In summary, we have developed a highly versatile, high yielding and easy to perform one-pot synthesis of highly substituted 2-aminoquinolines and heterocyclic derivatives. Key features include broadly available stating materials, convenient product separation and purification by precipitation and diverse product structures. Our procedure will be of general use due to the privileged structure character of the 2-aminoquinoline.

Experimental Section

General procedure for preparing 2-amino-6-chloro-N-cyclopropylquinoline-3-carboxamide (8{2,6})

Into a 20 ml vial added 2-amino-5-chlorobenzaldehyde (155 mg, 1 mmol), 2-cyano-N-cyclopropylacetamide (124 mg, 1 mmol), NaOH (17.2 mg, 0.2 mmol) and ethanol 2 ml. Heat it in the 70 °C oil bath with stirring 10 min. Cool it down to 0 °C. Filter the precipitate following washed with cold ethanol. The title product 230 mg (88%) was obtained as a yellow solid. HRMS ESL-TOF for C₁₃H₁₂CIN₃O (M⁺) found: m/z: 261.0663; Calc. Mass 261.0669; ¹H NMR (d₆-DMSO, 600 MHz): 8.77 (s, 1H), 8.27 (s, 1H), 7.75 (s, 1H), 7.54 (d, J = 8.4 Hz, 1H), 7.47 (d, J = 8.4 Hz, 1H), 7.12 (s, 2H), 2.85-2.87 (m, 1H), 0.71-0.73 (m, 2H), 0.59-0.61 (m, 2H) ppm; ¹³C NMR (d₆-DMSO, 150 MHz): 168.8, 156.8, 147.5, 137.1, 131.6, 127.4, 127.3, 126.0, 122.9, 116.6, 23.5, 19.0 ppm.

General Procedure of preparing 7-chloro-3-cyclopropylpyrimido[4,5-b]quinolin-4(3H)-one (21{2,6})

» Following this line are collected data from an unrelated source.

PR #754, opened 2023-09-11
Add BIP324-specific labels to peer details

hebasto:
This PR adds BIP324-specific labels to the peer details widget:
-  a transport version
- a session id

See: https://github.com/bitcoin/bitcoin/pull/28331#issuecomment-1693239025.

image

### DIFF
--- a/src/qt/rpcconsole.cpp
+++ b/src/qt/rpcconsole.cpp
@@ -12,6 +12,7 @@
 #include <chainparams.h>
 #include <common/system.h>
 #include <interfaces/node.h>
+#include <node/connection_types.h>
 #include <qt/bantablemodel.h>
 #include <qt/clientmodel.h>
 #include <qt/guiutil.h>
@@ -514,8 +515,17 @@ RPCConsole::RPCConsole(interfaces::Node& node, const PlatformStyle *_platformSty
         /*: Explanatory text for a short-lived outbound peer connection that is used
             to request addresses from a peer. */
         tr("Outbound Address Fetch: short-lived, for soliciting addresses")};
-    const QString list{"<ul><li>" + Join(CONNECTION_TYPE_DOC, QString("</li><li>")) + "</li></ul>"};
-    ui->peerConnectionTypeLabel->setToolTip(ui->peerConnectionTypeLabel->toolTip().arg(list));
+    const QString connection_types_list{"<ul><li>" + Join(CONNECTION_TYPE_DOC, QString("</li><li>")) + "</li></ul>"};
+    ui->peerConnectionTypeLabel->setToolTip(ui->peerConnectionTypeLabel->toolTip().arg(connection_types_list));
+    const std::vector<QString> TRANSPORT_TYPE_DOC{
+        //: Explanatory text for "detecting" transport type.
+        tr("detecting: peer could be v1 or v2"),
+        //: Explanatory text for v1 transport type.
+        tr("v1: unencrypted, plaintext transport protocol"),
+        //: Explanatory text for v2 transport type.
+        tr("v2: BIP324 encrypted transport protocol")};
+    const QString transport_types_list{"<ul><li>" + Join(TRANSPORT_TYPE_DOC, QString("</li><li>")) + "</li></ul>"};
+    ui->peerTransportTypeLabel->setToolTip(ui->peerTransportTypeLabel->toolTip().arg(transport_types_list));
     const QString hb_list{"<ul><li>\""
         + ts.to + "\" – " + tr("we selected the peer for high bandwidth relay") + "</li><li>\""
         + ts.from + "\" – " + tr("the peer selected us for high bandwidth relay") + "</li><li>\""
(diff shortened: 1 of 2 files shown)


hebasto:
> I don't think we should add a lock icon or something like that...

A screenshot has been added to the PR description.

jarolrod (commented):
Concept ACK

Sjors:
No strong feelings about the lock :-) But can you add the session id?

theStack (commented):
Concept ACK

Will review this PR right after https://github.com/bitcoin/bitcoin/pull/28331.

hebasto:
> But can you add the session id?

Done.

Sjors:
tACK 43268b0a2eaab02b8a23cddf3b4c6eae9bb36afe (tested by cherry-picking the GUI commits)

src/qt/rpcconsole.cpp
```diff
@@ -514,8 +515,17 @@ RPCConsole::RPCConsole(interfaces::Node& node, const PlatformStyle *_platformSty
         /*: Explanatory text for a short-lived outbound peer connection that is used
             to request addresses from a peer. */
         tr("Outbound Address Fetch: short-lived, for soliciting addresses")};
-    const QString list{"<ul><li>" + Join(CONNECTION_TYPE_DOC, QString("</li><li>")) + "</li></ul>"};
-    ui->peerConnectionTypeLabel->setToolTip(ui->peerConnectionTypeLabel->toolTip().arg(list));
+    const QString connection_types_list{"<ul><li>" + Join(CONNECTION_TYPE_DOC, QString("</li><li>")) + "</li></ul>"};
+    ui->peerConnectionTypeLabel->setToolTip(ui->peerConnectionTypeLabel->toolTip().arg(connection_types_list));
+    const std::vector<QString> TRANSPORT_TYPE_DOC{
+        //: Explanatory text for "detecting" transport type.
+        tr("detecting: incoming connection; peer could be v1 or v2"),
```
theStack, line 522: In the latest version of https://github.com/bitcoin/bitcoin/pull/28331 (since the change in https://github.com/bitcoin/bitcoin/pull/28331#issuecomment-1721167073 was applied), the "detecting" state can appear in both directions, i.e. the description should be adapted accordingly:
```suggestion
        tr("detecting: peer could be v1 or v2"),
```

theStack (commented):
Tested this PR with both in- and outbound connections, and it seems to work just fine :ok_hand: 

It might be worthwhile to show the transport type also as extra column directly in the table rather than only in the details (useful for e.g. quickly identifying all v2 peers by sorting by type), but that's not urgent can probably wait until the first release that has set `-v2transport` to default-on.

hebasto:
Updated 43268b0a2eaab02b8a23cddf3b4c6eae9bb36afe -> f73f0411cf8a76e4272bd7e5c4583e9110d97d5a ([pr754.03](https://github.com/hebasto/gui/commits/pr754.03) -> [pr754.04](https://github.com/hebasto/gui/commits/pr754.04), [diff](https://github.com/hebasto/gui/compare/pr754.03..pr754.04)):

- addressed @theStack's [comment](https://github.com/bitcoin-core/gui/pull/754#discussion_r1335072653)

src/qt/rpcconsole.cpp
hebasto: Thanks! [Updated](https://github.com/bitcoin-core/gui/pull/754#issuecomment-1732614324).

hebasto:
> It might be worthwhile to show the transport type also as extra column directly in the table rather than only in the details (useful for e.g. quickly identifying all v2 peers by sorting by type), but that's not urgent and can probably wait until the first release that has set `-v2transport` to default-on.

Considering the total number of columns, I believe we should provide users with the ability to hide selected ones.

hebasto:
Rebased on top of just merged https://github.com/bitcoin/bitcoin/pull/28331 and undrafted.

cc @Sjors @theStack @jarolrod

Sjors:
ACK 805273d043055d8c93fa7571fd4845a4b026f803

Tested on macOS Ventura 13.6 and lightly reviewed the code.

theStack (approved):
Tested ACK 805273d043055d8c93fa7571fd4845a4b026f803

Ran this branch on OpenBSD 7.3 with Xfce Window Manager, using Qt version 5.15.8. Checked that the new BIP324 labels are correct with two v2 connections (1 inbound + 1 outbound). :ok:

MarnixCroes (commented):
maybe only display `Session id` property when Transport is v2?

nit, everywhere in the [BIP](https://github.com/bitcoin/bips/blob/master/bip-0324.mediawiki) they use `Session ID` (capital ID), maybe use the same

hebasto:
> maybe only display `Session id` property when Transport is v2?
> 
> nit, everywhere in the [BIP](https://github.com/bitcoin/bips/blob/master/bip-0324.mediawiki?rgh-link-date=2023-10-04T07%3A48%3A39Z) they use `Session ID` (capital ID), maybe use the same

Thanks! [Done](https://github.com/hebasto/gui/compare/pr754.05..pr754.06).

achow101:
ACK d9c4e344d70bbf31ccb7162d83d4bd25762bc678

theStack (approved):
Tested re-ACK d9c4e344d70bbf31ccb7162d83d4bd25762bc678

RandyMcMillan:
ACK d9c4e34

MarnixCroes (approved):
tACK d9c4e344d70bbf31ccb7162d83d4bd25762bc678
nice!

jarolrod (commented):
post merge ack d9c4e344d70bbf31ccb7162d83d4bd25762bc678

Added 0.5 ml 1,1-dimethoxy-N,N-dimethylmethanamine (DMFDMA) into 2-amino-3-carboxamide (0.2 mmol) and the reaction was allowed to stir 10 min in 110°C. The reaction was cooled down to room temperature and 1 ml EtOH was added. Filter the precipitate and washed with another 1 ml EtOH. HRMS ESL-TOF for C₁₄H₁₀ClN₃O (M+) found: m/z: 270.0516; Calc. Mass: 271.0512; ¹H NMR (d₆-DMSO, 600 MHz): 9.24 (s, 1H), 8.48 (s, 1H), 8.26 (s, 1H), 8.07 (d, J = 9.0 Hz, 1H), 7.81 (d, J = 9.0 Hz, 1H), 2.51 (s, 1H), 1.13 (s, 2H), 1.00 (s, 2H) ppm; ¹³C NMR (d₆-DMSO, 150 MHz): 162.3, 155.8, 152.1, 149.4, 138.3, 133.7, 131.9, 130.9, 128.0, 127.3, 116.9, 29.5, 6.5 ppm.